Né SAMHD1 né la pirofosfatasi da sole potrebbero generare un fosfato organico in presenza di dGTP. Tuttavia, quando tutti i componenti del saggio erano presenti, è stato osservato un aumento del segnale. Le curve dose-risposta ottenute per i composti inibitori di SAMHD1 hanno mostrato che l’aumento delle concentrazioni inibisce efficacemente l’attività di SAMHD1.
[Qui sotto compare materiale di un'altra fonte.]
PR #748, opened 2025-07-01
Switch tag computation to rustc query

### LINKED ISSUE #746: Use tag computation query from rustc
Charon currently computes the tag from the discriminant for each variant by itself. However, there is a query in rustc `tag_for_variant` which does exactly this in a canonical way. We currently cannot use it, since it had a bit of a buggy setup that was [only fixed](https://github.com/rust-lang/rust/pull/143096) in `nightly-2025-06-29` which doesn't work with the currently used hax version. As soon as hax can be used with this or any newer nightly, we should switch to using the query instead of doing the computation in Charon.

firefighterduck:
Fixes #746


Nadrieril:
Amazing, glad to remove all that subtle code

L’idrossiurea non inibisce l’attività di SAMHD1 in vitro, che è stata indicata dall’attività di SAMHD1 inalterata con l’aumento delle dosi di idrossiurea. Il legame del dGTP con entrambi i siti allosterici attiva SAMHD1, consentendo la successiva idrolisi di questo nucleotide, mentre gli altri tre dNTP canonici richiedono prima l’attivazione del GTP del primo sito allosterico prima di poter legare il secondo sito allosterico e quindi essere idrolizzati nel sito catalitico. Per gli analoghi nucleotidici, la clofarabina trifosfato è un attivatore del sito allosterico due e un substrato poiché l’attività è osservata in presenza di GTP.

Mentre la citarabina trifosfato è in grado di occupare solo il sito catalitico poiché dGTP alfa S è necessario per osservare l’attività. Non è stata osservata alcuna attività con gemcitabina trifosfato. A seguito dell’identificazione di piccole molecole che inibiscono SAMHD1 in questo test mediante approcci fisici, come i saggi di spostamento termico, può essere utilizzato per interrogare l’impegno del bersaglio.

Il metodo qui mostrato ci ha aiutato a capire quale dei farmaci antitumorali può essere idrolizzato da SAMHD1 e stabilire questo enzima come potenziale bersaglio terapeutico per superare la resistenza ai farmaci.